A mineração de asteroides tem sido vista como uma possível expansão da economia espacial, aproveitando recursos desses corpos próximos da Terra. Um estudo do Instituto de Ciências Espaciais, na Espanha, analisou os asteroides do tipo C, ricos em carbono e água, mas com baixos teores de metais valiosos, o que dificulta a viabilidade econômica da exploração.
O estudo também destaca a variação na composição química desses asteroides, complexificando a extração. Contudo, algumas regiões com minerais como olivina e espinélio podem concentrar materiais úteis. A água presente nos minerais hidratados pode ser usada para consumo e produção de combustível no espaço, reduzindo a dependência da Terra.
Apesar do interesse, a mineração espacial ainda não é prática e enfrenta desafios técnicos significativos, como operação em microgravidade e processamento do regulito. Novas missões para coletar amostras dos asteroides são essenciais para confirmar seu conteúdo e viabilizar futuros investimentos.
Durante anos, a ideia da mineração de asteroides foi vista como uma possível expansão da economia espacial, aproveitando recursos desses corpos rochosos próximos à Terra. Com a redução dos custos de lançamento, agências e empresas passaram a avaliar a extração de água e metais no espaço. Contudo, desafios técnicos e fracassos afastaram o entusiasmo inicial.
Um estudo recente do Instituto de Ciências Espaciais (ICE-CSIC), na Espanha, analisou asteroides do tipo C, que representam cerca de 75% dos asteroides conhecidos e são ricos em carbono, água e elementos químicos primitivos. Apesar do valor científico, a pesquisa aponta que esses asteroides indiferenciados têm concentrações baixas de metais valiosos, dificultando a viabilidade econômica da mineração.
Além disso, a composição química desses corpos varia bastante devido a processos naturais ao longo dos bilhões de anos, o que complica a extração.

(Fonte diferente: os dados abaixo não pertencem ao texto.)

PR #964, opened 2021-12-15
[browser] Pass preference type argument when setting a pref. JB#56638 OMP#JOLLA-573

rainemak:
This commit also adds an int validator for int text fields. By default
int validator limits to min & max int values.

Similar error messages as in desktop Firefox (about:config) are shown
when int text fields reach limits.


rainemak:
See also https://github.com/sailfishos/qtmozembed/pull/33

mkenttala (approved):

okodron (approved):

apps/browser/qml/pages/components/ConfigDialog.qml
```diff
@@ -98,26 +99,50 @@ Dialog {
...
+
+                    label: {
+                        if (errorHighlight && digitsOnly) {
+                            if (text.charAt(0) == "-") {
+                                //% "Select a value that is no less than -2147483648"
+                                return qsTrId("sailfish_browser-la-min_int_warning")
+                            }
+
+                            //% "Select a value that is no more than 2147483647"
+                            return qsTrId("sailfish_browser-la-max_int_warning")
```
llewelld, line 118: In practice, the `errorHighlight` seems to cover more cases than just bounding (e.g. entering a decimal like "0.01" or paste a string "abcd"). It might be safer just to have error text "Please enter only integer values" or something like that.

apps/browser/qml/pages/components/ConfigDialog.qml
```diff
@@ -98,26 +99,50 @@ Dialog {
...
                     text: model.value
                     placeholderText: model.name
-                    inputMethodHints: (model.type == 64 ? Qt.ImhDigitsOnly : 0)
+                    inputMethodHints: (digitsOnly ? Qt.ImhDigitsOnly : 0)
                     width: parent.width
                     height: Theme.itemSizeMedium
 
+                    Component.onCompleted: {
+                        if (digitsOnly)
+                            validator = intValidator
```
llewelld, line 130: Braces, even for one-line conditionals (I understand this is our convention).

apps/browser/qml/pages/components/ConfigDialog.qml
```diff
@@ -98,26 +99,50 @@ Dialog {
...
+                    }
+
                     onTextChanged: {
                         if (text === model.value) return;
 
-                        if (model.type == 64) {
-                            changedConfigs[model.name] = parseInt(text);
+                        if (digitsOnly) {
+                            changedConfigs[model.name] = {
+                                value: parseInt(text),
```
llewelld, line 138: I wonder if it's worth forcing to base 10, to avoid zero prefixes getting interpreted as octals.

llewelld (commented):
Just some very minor comments.

apps/browser/qml/pages/components/ConfigDialog.qml
rainemak: Fine for me.

rainemak: Also description does work nicely if you're wondering.

apps/browser/qml/pages/components/ConfigDialog.qml
rainemak: Shouldn't harm

rainemak:
Resolved and fixed review findings / comments.

llewelld (approved):
Thanks, looks good to me.

llewelld:
Does @sledges need to be aware of the new string?

rainemak:
> Does @sledges need to be aware of the new string?

Not big deal if we don't translate it yet

PR #966, opened 2021-12-17
[browser] Add test case for opening tel uri into a new tab. JB#56648 OMP#JOLLA-577

rainemak:
This should be simple enough test case for this.


mkenttala (approved):

okodron (approved):

rainemak:
Updated test case to cover tel, sms, mailto, and geo with target="_blank".

PR #969, opened 2021-12-30
[browser] Clean tabs in reboot. Fixes JB#54782

mkenttala:


apps/browser/main.cpp
```diff
@@ -62,8 +64,22 @@ static QObject *bookmarkmanager_factory(QQmlEngine *, QJSEngine *)
 }
 }
 
+static void sighandler(int signal)
+{
+    Q_UNUSED(signal)
+    DeclarativeWebContainer::instance()->closeApplication();
```
adenexter, line 70: Virtually nothing is safe within an event handler so you can't call any functions except some system calls.

The normal procedure to create an eventfd which can be watched from the application main thread with a QSocketNotifier, and signaled by writing to it from the signal handler.

I'm not sure it's the best example but lipstick has an implementation of that:

https://github.com/sailfishos/lipstick/blob/master/src/homeapplication.cpp#L57
https://github.com/sailfishos/lipstick/blob/master/src/homeapplication.cpp#L214

Also have a look at the silica booster or something it extends, because I seem to remember something in there  installing a signal handler which call QCoreApplication::exit() when the application is boosted.  It probably doesn't matter because this will just override it anyway and circumstantially installed handlers aren't much good.

mkenttala: Tried to get socket notifier to work but the app got killed before the notify arrived. So now listening to dsme reboot state change instead.

rainemak (commented):
I think it's matter of taste whether proposed or existing behaviour is right. I'm fine with this as well. What's your opinion @llewelld ?

rainemak (approved):

PR #970, opened 2022-01-05
[browser] Fix painting of pages loaded with pushState. JB#56556

mkenttala:


apps/core/declarativewebcontainer.cpp
```diff
@@ -198,6 +198,8 @@ void DeclarativeWebContainer::setWebPage(DeclarativeWebPage *webPage, bool trigg
                     this, &DeclarativeWebContainer::updateActiveTabRendered, Qt::UniqueConnection);
             connect(m_webPage.data(), &QOpenGLWebPage::domContentLoadedChanged,
                     this, &DeclarativeWebContainer::updateActiveTabRendered, Qt::UniqueConnection);
+            connect(m_webPage.data(), &QOpenGLWebPage::firstPaint,
+                    this, &DeclarativeWebContainer::updateActiveTabRendered, Qt::UniqueConnection);
```
rainemak, line 202: Following block should be fixed...
```
 if (m_webPage->completed() && m_webPage->active() && m_webPage->domContentLoaded()) {
     m_webPage->update();
 }
```

to:
```
if (m_webPage->completed() && m_webPage->active() && (m_webPage->isPainted() || m_webPage->domContentLoaded())) {
    m_webPage->update();
}
```

apps/core/declarativewebcontainer.cpp
```diff
@@ -1040,7 +1042,7 @@ void DeclarativeWebContainer::updateLoading()
 
 void DeclarativeWebContainer::updateActiveTabRendered()
 {
-    if (m_webPage && !m_webPage->completed() && !m_webPage->domContentLoaded()) {
+    if (m_webPage && !m_webPage->completed() && !m_webPage->domContentLoaded() && !m_webPage->isPainted()) {
```
rainemak, line 1045:
```suggestion
    if (!m_webPage || !m_webPage->completed() || (!m_webPage->isPainted() && !m_webPage->domContentLoaded())) {
```
Either isPainted or domContentLoaded is enough for the update.

apps/core/declarativewebcontainer.cpp
```diff
@@ -1040,7 +1042,7 @@ void DeclarativeWebContainer::updateLoading()
 
 void DeclarativeWebContainer::updateActiveTabRendered()
 {
-    if (m_webPage && !m_webPage->completed() && !m_webPage->domContentLoaded()) {
+    if (!m_webPage || !(m_webPage->completed() || m_webPage->domContentLoaded() || m_webPage->isPainted())) {
```
rainemak, line 1045: In practise completed is always true as it requires that page initialized and it cannot be rendered without being initialized. Still prerequisite for these two other variables.

The latter part of the condition (in the brackets) evaluates always to false as inside brackets is always true. This return statement should be reached when we do not have webpage and neither domContentLoaded nor isPainted is true.

rainemak (approved):
LGTM. Didn't test this final version on device but looks good. Please rebase before merging if needed.

PR #618, opened 2023-05-13
Delay the textual rendering of Diagnostics as much as possible

dabrahams:
Will allow us to use the test annotation framework for all our tests, including the end-to-end ones.


Sources/ValCommand/DiagnosticLog.swift
```diff
@@ -0,0 +1,157 @@
+import Core
+
+extension DiagnosticSet {
+
+  /// Write a textual representation of `self` into `output` using the given style.
```
kyouko-taiga, line 5:
```suggestion
  /// Writes a textual representation of `self` into `output` using the given style.
```

Sources/ValCommand/StandardErrorLog.swift
```diff
@@ -1,19 +1,25 @@
...
-  /// Appends `text` to the stream.
-  func write(_ text: String) {
-    FileHandle.standardError.write(Data(text.utf8))
+  /// Appends `data` to `self`.
+  public mutating func write(_ data: Data) {
+    base.write(data)
   }
+}
+
+var standardError = OutputFileHandle(.standardError)
```
kyouko-taiga, line 21: Maybe we should define this as a static variable in `OutputFileHandle` ?

Sources/ValCommand/StandardErrorLog.swift
```diff
@@ -1,19 +1,25 @@
 import Foundation
 
-/// A wrapper type implementing `FileHandle.standardError`'s conformance to `Log`.
-struct StandardErrorLog: Log {
+struct OutputFileHandle: TextOutputStream {
```
kyouko-taiga, line 3: File should be renamed after the type for consistency.

kyouko-taiga (approved):
Good work. I left a couple of inline comments but LGTM.

Sources/ValCommand/StandardErrorLog.swift
dabrahams: 🤷 Makes it more inconvenient to use, if more hygienic.  I'm not attached to this design, and am happy to have you change it whenever the mood strikes.

dabrahams: or if you feel strongly, I can change it now.

dabrahams: I started to, but it made code ugly and hard to read.

kyouko-taiga: Let's keep it that way then. I don't feel strongly about it.

PR #645, opened 2023-05-28
Generate XCTests for each Val file processed.

dabrahams:


.github/workflows/build-and-test.yml
```diff
@@ -43,13 +43,17 @@ jobs:
...
+              (grep -q "[.']EndToEndTests[/. ]test_" testoutput.txt && grep -q "[.']ValTests[/. ]test_" testoutput.txt) ||
+              (echo "error: generated tests failed to run; see
+              https://github.com/apple/swift-package-manager/issues/6595" && false) )
 
     - name: Check code coverage
       uses: mattpolzin/swift-codecov-action@0.7.3
       with:
         SORT_ORDER: +cov
-        MINIMUM_COVERAGE: 85
+        MINIMUM_COVERAGE: 84
```
kyouko-taiga, line 56: Looks like a regression.

Sources/Core/SourceFile.swift
```diff
@@ -28,6 +28,11 @@ public struct SourceFile {
     self.storage = storage
   }
 
+  /// Creates an instance representing the file at `filePath`.
+  public init(atPath filePath: String) throws {
```
kyouko-taiga, line 32:
```suggestion
  public init(at filePath: String) throws {
```

The label might contain needless information. Looking at a use site `SourceFile(at: someBinding)`, it seems obvious to me that `someBinding` is a path.

Plugins/TestGeneratorPlugin/TestGeneratorPlugin.swift
```diff
@@ -0,0 +1,23 @@
...
+/// our build process.
+@main
+struct TestGeneratorPlugin: BuildToolPlugin {
+
+  func createBuildCommands(context: PluginContext, target: Target) throws -> [Command] {
+    guard let target = target as? SourceModuleTarget else { return [] }
+    let inputPaths = target.sourceFiles(withSuffix: "val").map(\.path)
+    let outputPath = context.pluginWorkDirectory.appending("ValFileTests.swift")
+
+    let cmd: Command = .buildCommand(
```
kyouko-taiga, line 13:
```suggestion
    let cmd = Command.buildCommand(
```

I really don't feel strongly about it but I think it may be better to avoid using qualification inference when we're just calling a static member directly.

Sources/GenerateValFileTests/GenerateValFileTests.swift
```diff
@@ -0,0 +1,153 @@
...
+
+  @Option(
+    name: [.customShort("n")],
+    help: ArgumentHelp("Name of generated test case.", valueName: "XCTestCase name"))
+  var testCaseName: String
+
+  @Argument(
+    help: "Paths of annotated val source files to be tested.",
+    transform: URL.init(fileURLWithPath:)
+  )
```
kyouko-taiga, line 23:
```suggestion
    transform: URL.init(fileURLWithPath:))
```

Sources/GenerateValFileTests/GenerateValFileTests.swift
```diff
@@ -0,0 +1,153 @@
+import ArgumentParser
+import Foundation
+
+/// A command-line tool that, given a list of .val files, generates XCTest cases for annotated .val
+/// files as part of our build process.
```
kyouko-taiga, line 5: The docs are a little unclear. Does the tool only generates XCTest cases for **annotated** .val files, ignoring non-annotated ones?

Sources/GenerateValFileTests/GenerateValFileTests.swift
```diff
@@ -0,0 +1,153 @@
...
+  var testCaseName: String
+
+  @Argument(
+    help: "Paths of annotated val source files to be tested.",
+    transform: URL.init(fileURLWithPath:)
+  )
+  var valSourceFiles: [URL]
+
+  /// Returns the Swift source of the test function for the Val at `source`, having `firstLine` as
+  /// its first line.
```
kyouko-taiga, line 27:
```suggestion
  /// Returns the Swift source of the test function for the Val file at `source`, having `firstLine` as
  /// its first line.
```

Sources/GenerateValFileTests/GenerateValFileTests.swift
```diff
@@ -0,0 +1,153 @@
...
+  func swiftFunctionTesting(valAt source: URL, withFirstLine firstLine: Substring) throws -> String
```
kyouko-taiga, line 28:
```suggestion
  func swiftFunctionTesting(_ source: URL, withFirstLine firstLine: Substring) throws -> String
```
Not convinced the label is useful.

Sources/GenerateValFileTests/GenerateValFileTests.swift
```diff
@@ -0,0 +1,153 @@
...
+          contentsOf: Data("\(f.path):1: error: \(e.details)\n".utf8))
+        GenerateValFileTests.exit(withError: ExitCode(-1))
+      }
+    }
+
+    output += "\n}\n"
+
+    try output.write(to: outputURL, atomically: true, encoding: .utf8)
+
+  }
```
kyouko-taiga, line 67:
```suggestion
  }

```

Sources/GenerateValFileTests/GenerateValFileTests.swift
```diff
@@ -0,0 +1,153 @@
...
+      import XCTest
+
+      final class \(testCaseName.asSwiftIdentifier): XCTestCase {
+
+      """
+
+    for f in valSourceFiles {
+      let firstLine = try String(contentsOf: f).split(separator: "\n", maxSplits: 1).first ?? ""
+      do {
+        output += try swiftFunctionTesting(valAt: f, withFirstLine: firstLine)
```
kyouko-taiga, line 55:
```suggestion
        output += try swiftFunctionTesting(valAt: f)
```

`firstLine` is computed here only to be passed to `swiftFunctionTesting`, but the first argument is enough to compute this value in the callee. That would make its API simpler, as the call site would not have to ensure it is satisfying the relationship between `source` and `firstLine`.

Sources/GenerateValFileTests/GenerateValFileTests.swift
```diff
@@ -0,0 +1,153 @@
...
+
+  }
+}
+
+extension String {
+
+  /// Returns a valid Swift identifier made by replacing non-identifier characters in `self` with
+  /// underscores, and prefixing it with "X" if it happens to begin with a number.
+  fileprivate var asSwiftIdentifier: String {
+    let r = String(self.lazy.map { $0.isNumber || $0.isLetter ? $0 : "_" })
```
kyouko-taiga, line 75:
```suggestion
    let r = String(self.map { $0.isNumber || $0.isLetter ? $0 : "_" })
```

`lazy.map` is almost always slower than an eager `map` for this kind of small closures. I ran benchmarks. The fastest approach is `reduce`, but it's slightly harder to read and the gain is too small to justify the extra complexity.

```suggestion
    let r = reduce(into: "", { (s, c) in s.append((c.isNumber || c.isLetter) ? c : "_") })
```

Sources/GenerateValFileTests/GenerateValFileTests.swift
```diff
@@ -0,0 +1,153 @@
...
+    return (r.first?.isNumber ?? true) ? "X" + r : r
+  }
+
+}
+
+extension Substring {
```
kyouko-taiga, line 81: The extensions should be defined in `Utils/String+Extensions.swift` if possible.

Sources/GenerateValFileTests/GenerateValFileTests.swift
```diff
@@ -0,0 +1,153 @@
...
+  /// empty, returning the removed substring.
+  fileprivate mutating func removeUntil(firstSatisfies p: (Character) -> Bool) -> Substring {
+    let firstToKeep = firstIndex(where: p) ?? endIndex
+    defer { self = self[firstToKeep...] }
+    return self[..<firstToKeep]
+  }
+
+}
+
+extension StringProtocol where Self.SubSequence == Substring {
```
kyouko-taiga, line 110: I would probably define this extension in another file to reduce the length of this one. The members are not `fileprivate` so moving this code to another file won't reduce encapsulation.

Sources/GenerateValFileTests/GenerateValFileTests.swift
```diff
@@ -0,0 +1,153 @@
...
+
+  /// Interpreting `self` as the first line of an annotated Val test file, returns the embedded test
+  /// method name and expectation of success.
+  func parsedAsFirstLineOfAnnotatedValFileTest() throws -> (
+    methodName: Substring, expectSuccess: Bool
+  ) {
+    var text = self[...]
+    if !text.removeLeading("//- ") {
```
kyouko-taiga, line 118: A particular reason you decided to use `//-` as a prefix for your annotations, as opposed to `//!` which is used for other annotations (see [TestAnnotations.swift](https://github.com/val-lang/val/blob/bcafafd6af3a80f6e271104c44d055377adf0d8d/Tests/ValTests/Utils/TestAnnotation.swift)).

kyouko-taiga:
Review not completed; will continue later.

Tests/EndToEndTests/ExecutionTests.swift
```diff
@@ -32,35 +17,68 @@ final class ExecutionTests: XCTestCase {
...
 
+}
+
+extension XCTestCase {
+
+  /// Compiles and runs the val file at `valFilePath`, `XCTAssert`ing that diagnostics and exit
+  /// codes match annotated expectations.
+  func compileAndRun(_ valFilePath: String, expectSuccess: Bool)
+    throws
+  {
```
kyouko-taiga, line 28:
```suggestion
  func compileAndRun(_ valFilePath: String, expectSuccess: Bool) throws {
```

kyouko-taiga (commented):
I finished reviewing all the changes. Very nice overall. All my my thoughts are in inline comments.

dabrahams:
Great Feedback, Dimi

.github/workflows/build-and-test.yml
dabrahams: Nope, good catch!

dabrahams:
```suggestion
        MINIMUM_COVERAGE: 85
```

Plugins/TestGeneratorPlugin/TestGeneratorPlugin.swift
dabrahams: Absolutely.

Sources/GenerateValFileTests/GenerateValFileTests.swift
dabrahams: Technically that's overspecified, but OK 😉

Sources/GenerateValFileTests/GenerateValFileTests.swift
dabrahams: I am.  This is a case of weak type information.  We could be testing anything.

Sources/GenerateValFileTests/GenerateValFileTests.swift
dabrahams: Good point; this was left over from when I was collecting all the first lines async before generating the code.

Sources/GenerateValFileTests/GenerateValFileTests.swift
dabrahams: It's a crime that an eager map is faster, but thanks.

Sources/GenerateValFileTests/GenerateValFileTests.swift
```diff
@@ -0,0 +1,153 @@
...
+    return self[..<firstToKeep]
+  }
+
+}
+
+extension StringProtocol where Self.SubSequence == Substring {
+
+  /// Interpreting `self` as the first line of an annotated Val test file, returns the embedded test
+  /// method name and expectation of success.
+  func parsedAsFirstLineOfAnnotatedValFileTest() throws -> (
```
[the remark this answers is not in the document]
dabrahams: How would it be more straightforward? That will add a new nominal type that's just a simple aggregate and complicate the use site a bit.

Sources/GenerateValFileTests/GenerateValFileTests.swift
dabrahams: Because it doesn't have the format of a TestAnnotation, would confuse annotation processing, and can't appear at an arbitrary place in the file.

Tests/EndToEndTests/ExecutionTests.swift
```diff
@@ -32,35 +17,68 @@ final class ExecutionTests: XCTestCase {
...
     let cli = try ValCommand.parse(arguments + ["-o", output.relativePath, input.relativePath])
     let (status, diagnostics) = try cli.execute()
+    if !status.isSuccess {
+      throw diagnostics
+    }
 
-    XCTAssert(status.isSuccess, "Compilation of \(input) failed with exit code \(status.rawValue)")
     XCTAssert(
-      diagnostics.isEmpty,
+      !diagnostics.containsError,
```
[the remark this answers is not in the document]
dabrahams: I think so but will double-check

Sources/GenerateValFileTests/GenerateValFileTests.swift
kyouko-taiga: Feel free to ignore if you think my suggestion is unnecessary.

Sources/GenerateValFileTests/GenerateValFileTests.swift
kyouko-taiga: Works for me then.

Sources/GenerateValFileTests/GenerateValFileTests.swift
kyouko-taiga: I'm fine with the status quo.

Sources/GenerateValFileTests/GenerateValFileTests.swift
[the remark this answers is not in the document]
kyouko-taiga: OK, makes sense.

Sources/GenerateValFileTests/GenerateValFileTests.swift
dabrahams: Thanks

Sources/GenerateValFileTests/GenerateValFileTests.swift
kyouko-taiga: Makes sense. You can ignore my comment.

Tests/EndToEndTests/ExecutionTests.swift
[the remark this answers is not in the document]
dabrahams: Yeah, the semantics were wrong.  If that fires, it means that the status code returned was zero but there were errors in the diagnostics.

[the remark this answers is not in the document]
kyouko-taiga: `diagnostics.isEmpty` means that there can be no diagnostic, including warnings. `!diagnostics.containsError` means that we're allowing warnings.

Sources/GenerateValFileTests/GenerateValFileTests.swift
dabrahams: Actually once they get moved to Utils they need to be generalized to Collection :-)

Sources/GenerateValFileTests/GenerateValFileTests.swift
dabrahams: made `fileprivate`

Tests/EndToEndTests/ExecutionTests.swift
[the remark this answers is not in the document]
dabrahams: Yes, I'm well aware, since I wrote those properties.  Think about it again and if you need me to explain, slack me.

Issue #84, opened 2022-11-13
Synthesize default access modifiers


kyouko-taiga:
Add a default access modifier (likely `private`) and synthesize it on all declaration when `public` is not explicitly supplied.

nickpdemarco:
I'm taking a look at this - can you clarify which declarations should have a synthesized `private`? I'm assuming things like import and namespace declarations don't make sense to label as private.

kyouko-taiga:
The idea is that all declarations that currently have an optional access modifier property, like `FunctionDecl`, `SubscriptDecl`, etc., should have a non-optional property instead, replacing the `nil` cases by a synthesized `private` modifier.

PR #651, opened 2023-06-07
`private` Access Modifier

jlscheerer:
This PR adds support for the `private` access modifier (#84), as discussed with @kyouko-taiga.
It is possible to mark functions, method, binding, etc. declaration explicitly as `private`, e.g.,:
```
private fun my_private_function(_ a: let Int, _ b: let Int) -> Int { ... }
```
Furthermore, any declaration without access modifiers is treated implicitly as private.
We may consider a changing the `SourceRange` of the implicitly "generated" private access modifiers.

### DIFF
--- a/Sources/Core/AST/Decl/BindingDecl.swift
+++ b/Sources/Core/AST/Decl/BindingDecl.swift
@@ -7,7 +7,7 @@ public struct BindingDecl: Decl {
   public let attributes: [SourceRepresentable<Attribute>]
 
   /// The access modifier of the declaration, if any.
-  public let accessModifier: SourceRepresentable<AccessModifier>?
+  public let accessModifier: SourceRepresentable<AccessModifier>
 
   /// The member modifier of the declaration.
   public let memberModifier: SourceRepresentable<MemberModifier>?
@@ -29,14 +29,15 @@ public struct BindingDecl: Decl {
   ) {
     self.site = site
     self.attributes = attributes
-    self.accessModifier = accessModifier
+    // implicitly mark the binding as private
+    self.accessModifier = accessModifier ?? SourceRepresentable(value: .private, range: site)
     self.memberModifier = memberModifier
     self.pattern = pattern
     self.initializer = initializer
   }
 
   /// Returns whether the declaration is public.
-  public var isPublic: Bool { accessModifier?.value == .public }
+  public var isPublic: Bool { accessModifier.value == .public }
 
   /// Returns whether the declaration denotes a static member.
   public var isStatic: Bool { memberModifier?.value == .static }
--- a/Sources/Core/AST/Decl/BindingDecl.swift
+++ b/Sources/Core/AST/Decl/BindingDecl.swift
@@ -21,7 +21,7 @@ public struct BindingDecl: Decl {
   /// Creates an instance with the given properties.
   public init(
     attributes: [SourceRepresentable<Attribute>] = [],
-    accessModifier: SourceRepresentable<AccessModifier>? = nil,
+    accessModifier: SourceRepresentable<AccessModifier>,
     memberModifier: SourceRepresentable<MemberModifier>? = nil,
     pattern: BindingPattern.ID,
     initializer: AnyExprID?,
@@ -29,8 +29,7 @@ public struct BindingDecl: Decl {
   ) {
     self.site = site
     self.attributes = attributes
-    // implicitly mark the binding as private
-    self.accessModifier = accessModifier ?? SourceRepresentable(value: .private, range: site)
+    self.accessModifier = accessModifier
     self.memberModifier = memberModifier
     self.pattern = pattern
     self.initializer = initializer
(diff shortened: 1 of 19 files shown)


Sources/Core/AST/Decl/BindingDecl.swift
```diff
@@ -29,14 +29,15 @@ public struct BindingDecl: Decl {
   ) {
     self.site = site
     self.attributes = attributes
-    self.accessModifier = accessModifier
+    // implicitly mark the binding as private
```
kyouko-taiga, line 32:
```suggestion
    // Declarations are private by default.
```

Sources/Core/AST/Decl/BindingDecl.swift
```diff
@@ -29,14 +29,15 @@ public struct BindingDecl: Decl {
...
+    self.accessModifier = accessModifier ?? SourceRepresentable(value: .private, range: site)
```
kyouko-taiga, line 33: The constructor should take a non-optional property and let the parser synthesize it. That is how other properties are synthesized already.

Sources/Core/AST/Decl/ConformanceDecl.swift
```diff
@@ -28,7 +28,8 @@ public struct ConformanceDecl: TypeExtendingDecl {
     site: SourceRange
   ) {
     self.site = site
-    self.accessModifier = accessModifier
+    // implicitly mark conformance(s) as private
+    self.accessModifier = accessModifier ?? SourceRepresentable(value: .private, range: site)
```
kyouko-taiga, line 32: Same remark about the non-optional constructor argument.

Sources/Core/AST/Decl/ExtensionDecl.swift
```diff
@@ -24,7 +24,8 @@ public struct ExtensionDecl: TypeExtendingDecl {
     site: SourceRange
   ) {
     self.site = site
-    self.accessModifier = accessModifier
+    // implicitly mark the extension as private
+    self.accessModifier = accessModifier ?? SourceRepresentable(value: .private, range: site)
```
kyouko-taiga, line 28: Same remark about the non-optional constructor argument.

Sources/Core/AST/Decl/InitializerDecl.swift
```diff
@@ -53,7 +53,8 @@ public struct InitializerDecl: GenericDecl, GenericScope {
     self.site = site
     self.introducer = introducer
     self.attributes = attributes
-    self.accessModifier = accessModifier
+    // implicitly mark the initializer as private
+    self.accessModifier = accessModifier ?? SourceRepresentable(value: .private, range: site)
```
kyouko-taiga, line 57: Same remark about the non-optional constructor argument.

Sources/FrontEnd/Parse/Parser.swift
```diff
@@ -133,6 +133,14 @@ public enum Parser {
               appearsBeforeAccessModifier: access))
         }
 
+        // Catch incosistent access modifiers.
+        else if let prev = accessModifiers.first, prev != access {
+          state.diagnostics.insert(
+            .error(
+              inconsistentAccessModifiers: access,
+              appearsAfterPreviousAccessModifier: prev))
+        }
```
kyouko-taiga, line 142:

Contudo, asteroides com faixas ricas em minerais como olivina e espinélio apresentaram potencial por concentrar certos elementos, tornando a mineração nesses alvos mais promissora.
Outro ponto de interesse é a água presente em minerais hidratados desses asteroides. Esse recurso pode ser usado para consumo e produção de combustível no espaço, reduzindo a dependência da Terra. No entanto, a operação em microgravidade e o processamento do regulito exigem tecnologias ainda em desenvolvimento.
A pesquisa reforça que, apesar do interesse acadêmico e estratégico, a mineração espacial ainda não é prática. Novas missões para coletar amostras diretamente dos asteroides são essenciais para confirmar seu conteúdo e viabilizar futuros investimentos.